Questions arise in Alabama after Public TV Employees were Fired after Rebuffing David Barton Programming
In no uncertain terms, David Barton is not a historian, but a hyper-partisan political activist whose writings have been so repeatedly and thoroughly debunked that he is not taken seriously outside of certain conservative circles. Indeed, right-wing figures regularly hail Barton, whose only degree is a B.A. in religious education from Oral Roberts University, as not just a historian but perhaps even the greatest historian.
Since Barton’s discredited claims about American history have such a following it was no surprise to see that a member of the Alabama Educational Television Commission pressured the state’s educational public television outlet to air one of Barton’s “history” series. And yesterday, the Current Public Media blog reported that Alabama Public Television managers Allan Pizzato and Pauline Howland were fired possibly after refusing a request from commissioner Rodney Herring, a Republican Party official and donor, to broadcast Barton’s program:
The Alabama Educational Television Commission came out of an executive session Tuesday afternoon and ordered veteran pubcaster Allan Pizzato and his deputy Pauline Howland to clean out their desks and leave APT’s headquarters in Birmingham.
Pizzato had served 12 years as executive director of APT, a statewide network governed by a board of seven political appointees.
Howland, deputy director and chief financial officer, described the firings in an interview with Current and said she was "baffled" by the dismissals. But she also recalled how Pizzato had asked staff in April for advice about a series of videos that AETC commissioners wanted APT to air.
The videos featured David Barton, an evangelical minister and conservative activist whose publications and media appearances promote his theories about the religious intentions of America’s founders. He frequently appears on political commentary programs hosted by conservative Glenn Beck.
AETC Commissioner Rodney Herring, an Opelika-based chiropractor, had provided the series to APT for broadcast consideration. Herring joined the commission last year and was elected board secretary in January. As of late Wednesday evening, Herring did not return a voice message from Current.
Kyle Whitmire of the weekly newspaper Weld for Birmingham also reported on the firings and pressure from “members of the commission to air programing produced by David Barton”:
Sources who spoke on condition of anonymity told Weld on Tuesday that APTV executive director Allan Pizzato and chief financial officer Pauline Howland were ordered to clean out their desks and escorted from the building on Tuesday, and the two executives were not allowed to speak to staff or explain the change on the premises. The sources requested anonymity because they are not authorized to make public statements about APTV’s internal affairs.

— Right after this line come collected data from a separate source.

PR #4035, opened 2019-12-17
Support preprojection in PolygonTesselator

Pessimistress:
For https://github.com/uber/deck.gl/issues/3892

#### Change List
- Preproject LNGLAT points to the mercator plane before polygon tesselation


test/render/index.js
```diff
@@ -38,10 +38,10 @@ test('Render Test', t => {
       imageDiffOptions: {
         threshold: 0.99
         // uncomment to save screenshot to disk
-        // saveOnFail: true,
+        // , saveOnFail: true
         // uncomment `saveAs` to overwrite current golden images
         // if left commented will be saved as `[name]-fail.png.` enabling comparison
-        // saveAs: '[name].png'
+        // , saveAs: '[name].png'
```
tsherif: Ha, clever :)

modules/layers/src/solid-polygon-layer/polygon.js
```diff
@@ -287,12 +291,28 @@ export function normalize(polygon, positionSize, vertexCount) {
...
     holeIndices = normalizedPolygon.holeIndices.map(positionIndex => positionIndex / positionSize);
   }
+  let positions = normalizedPolygon.positions || normalizedPolygon;
+
+  // TODO - handle other coordinate systems and projection modes
+  if (preproject) {
+    // When tesselating lnglat coordinates, project them to the Web Mercator plane for accuracy
+    const n = positions.length;
+    // Clone the array
+    positions = positions.slice();
```
tsherif: Could prevent some memory churn by pre-allocating this array and just setting the length here. (Also possible for holeIndices).

Pessimistress: `positions` is a typed array. Yes I can pre-allocate the holeIndices.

In recent months, APTV has been pressured by members of the commission to air programing produced by David Barton, a Texas evangelist. Barton’s organization, Wall Builders, has produced a series of videos promoting a religious conservative view of American History. The Wall Builders website explains its purpose is to promote Christian religious values.
As Kyle has noted, Barton’s new “Building on the American Heritage Series” features not only the same faux-history but also Creationist and anti-choice claims, demands for greater intolerance of gays and lesbians and an appeal for the criminalization of homosexuality:
But this kind of rhetoric may find its way onto Alabama’s public television soon, all under the guise of “history.”